How do we know this is a parametrization of the lemniscate?
What happens with the derivative at (0,0)
Recognizing what is a parametrized curve is, in many cases, difficult (at least to me). Plotting the function for any given value of $c$ would show what it is (as long as you already know the shape of a lemniscate).
If you look here, you will notice that it is effectively a lemniscate of Bernoulli.
Considering the derivatives, using trigonometric identities to simplify them, you should find $$\frac{dx}{dt}=-\frac{c^2 \sin (t) (\cos (2 t)+5)}{\left(1+\sin ^2(t)\right)^2}$$ $$\frac{dy}{dt}=\frac{c^2 (3 \cos (2 t)-1)}{\left(1+\sin ^2(t)\right)^2}$$ which make $$\frac{dy}{dx}=\frac {\frac{dy}{dt}} {\frac{dx}{dt}}=-\frac{(3 \cos (2 t)-1) \csc (t)}{\cos (2 t)+5}$$ In the range $0\leq t \leq 2\pi$, we have $x=y=0$ if $t=\frac \pi 2$ and $t=\frac {3\pi} 2$. For each of these values compute $\frac{dy}{dx}$.
The symbolism $(x,y)$ represents the coordinates of a point. Thus : $$f(t)=\left(\frac{2c^2\cos(t)}{1+\sin^2(t)},\frac{2c^2\sin(t)\cos(t)}{1+\sin^2(t)}\right)=\left(x(t),y(t)\right)$$ This means that the position of point $(x,y)$ depends on the parameter $t$ : this is the definition of the parametric equation of a curve, where : $$\begin{cases} x(t)=\frac{2c^2\cos(t)}{1+\sin^2(t)} \\ y(t)=\frac{2c^2\sin(t)\cos(t)}{1+\sin^2(t)} \end{cases}$$ Of course, it is necessary to know what is a lemniscate if we want to recognize a lemniscate. One can find this in the mathematical handbooks together with the equation of lemniscate.
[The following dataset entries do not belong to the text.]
PR #1397, opened 2026-02-21
Evals(py): Allow passing tags for evals and experiments

Mahhheshh:
#1389 for Python


AbhiPrasad:
Hey @Mahhheshh, thanks for opening a PR! CI atm is a bit red, so doing some work to unblock that. As soon as that is good, we can get this merged in!

PR #1403, opened 2026-02-24
meta: Remove Python related code from this repo

AbhiPrasad:
This PR removes all js related code from this codebase, as it was a remanent of the transition from https://github.com/braintrustdata/braintrust-sdk.

This PR also replaces pre-commit with husky, which means we can drop all python usage in this repo.

ref https://github.com/braintrustdata/braintrust/pull/11071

For example in http://mathworld.wolfram.com/Lemniscate.html , comparing the equations (9), (10) to the above parametric equation, with $a=2c^2$ allows to conclude that the curve is a lemniscate.
At particular values of $t=t_n=\frac{\pi}{2}+n\pi \quad\to\quad \cos(t_n)=0\quad$ hence $f(t_n)=(0,0)$
This means that the curve crosses the point origin $(0,0)$.
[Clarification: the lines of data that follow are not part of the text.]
PR #1481, opened 2026-03-03
feat: Add node test runner integration

AbhiPrasad:
resolves https://github.com/braintrustdata/braintrust-sdk-javascript/issues/1478

Adds `initNodeTestSuite`, a composable integration for `node:test` that tracks test results as Braintrust experiments. This is a little different than `wrapVitest` from the vitest integration as it doesn't require you to wrap all the exports. Instead we elected for an approach where you call `initNodeTestSuite` for a describe block, and then use the `suite.eval` helper function in tests.

```js
import { test, describe, after } from "node:test";
import { initNodeTestSuite } from "braintrust";

describe("My Evaluation Suite", () => {
  const suite = initNodeTestSuite({
    projectName: "my-project",
    after, // Auto-flush when tests complete
  });

  test(
    "evaluates output",
    suite.eval(
      {
        input: { text: "hello" },
        expected: "hola",
      },
      async ({ input }) => {
        const result = await translate(input.text);
        return result; // Return value is logged as output
      },
    ),
  );

  // Untracked tests work normally — no Braintrust involvement
  test("sanity check", () => {
    assert.strictEqual(1 + 1, 2);
  });
});
```

After tests run, you get an experiment summary. This is formatted similarly to the vitest integration's experiment summary.

```
┌─ Braintrust Experiment Summary ─────────────────┐
│ Experiment: my-project-2026-03-03T16:13:31.826Z
│
│ Scores:
│   exact_match: 100.00%
│   pass: 100.00%
│
│ View results: https://www.braintrust.dev/app/.../experiments/...
└──────────────────────────────────────────────────┘
```

Unlike the vitest integration, the suite does not expose `logOutputs()`, `logFeedback()`, and `getCurrentSpan()`. This is because users can just easily use `currentSpan().log` instead. 

It doesn't import `node:test` itself. It only uses `t.name` from the test context and accepts `after` as a config param so it works with any `node:test`-compatible runner. This means we can easily add runners for deno and bun 🔜.

You'll notice that we moved some utilities into shared helpers. Here is a Claude summary:

- **Traced eval loop** — run test fn, run scorers, log pass/fail + output + errors. Scorers run concurrently via `Promise.all` and execute once regardless of pass/fail (not duplicated in try + catch).
- **Flush** — summarize + flush, avoiding double-flush since `summarize()` calls `flush()` internally.
- **Scorer runner, formatter, types** — moved from vitest-specific to shared.

On the way, Claude caught some bug fixes:

- **vitest: `displaySummary: false` skipped flushing entirely** — The `afterAll` hook was gated on `displaySummary`, meaning experiments were never flushed when summary display was off.
- **scorers: array results not validated** — `normalizeScores` now applies `isScore()` to array elements instead of only filtering nulls.
- **Error logging** — Test failures now use the existing `logError()` utility to write to the top-level `error` field on spans, consistent with all other wrappers in the codebase.

### DIFF
--- a/js/src/wrappers/node-test/test-helpers.ts
+++ b/js/src/wrappers/node-test/test-helpers.ts
@@ -31,9 +31,9 @@ export async function setupNodeTestEnv(): Promise<TestBackgroundLogger> {
   return bgLogger;
 }
 
-export async function teardownNodeTestEnv(): Promise<void> {
-  await _exportsForTestingOnly.clearTestBackgroundLogger();
-  await _exportsForTestingOnly.simulateLogoutForTests();
+export function teardownNodeTestEnv(): void {
+  _exportsForTestingOnly.clearTestBackgroundLogger();
+  _exportsForTestingOnly.simulateLogoutForTests();
 }
 
 export function mockTestContext(name: string): MinimalTestContext {


js/src/wrappers/shared/flush.ts
```diff
@@ -0,0 +1,18 @@
...
+ * Summarize and flush an experiment.
+ *
+ * `summarize()` calls `flush()` internally
+ */
+export async function summarizeAndFlush(
+  experiment: Experiment,
+  options: { displaySummary?: boolean },
+): Promise<void> {
+  const shouldDisplay = options.displaySummary ?? true;
+  const summary = await experiment.summarize();
```
lforst: It seems like that previously we flushed explicitly and also had some try-catching. Was this change intentional?

lforst (approved):

cpinn (approved):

For more description of the curve close to the origin, we have to compute the derivatives $x'(t_n)$ and $y'(t_n)$. We find : $$\begin{cases} x'(t_n)=-2c^2 \text{ if }n\text{ even , and}\quad =2c^2 \text{ if }n\text{ odd} \\ y'(t_n)=-2c^2 \end{cases}$$ The slope of the curve $\frac{dy}{dx}=\frac{y'}{x'}$ is $1$ for $n$ even and $-1$ for $n$ odd. So, the curve crosses the origin two times respectively with slope $1$ and $-1$.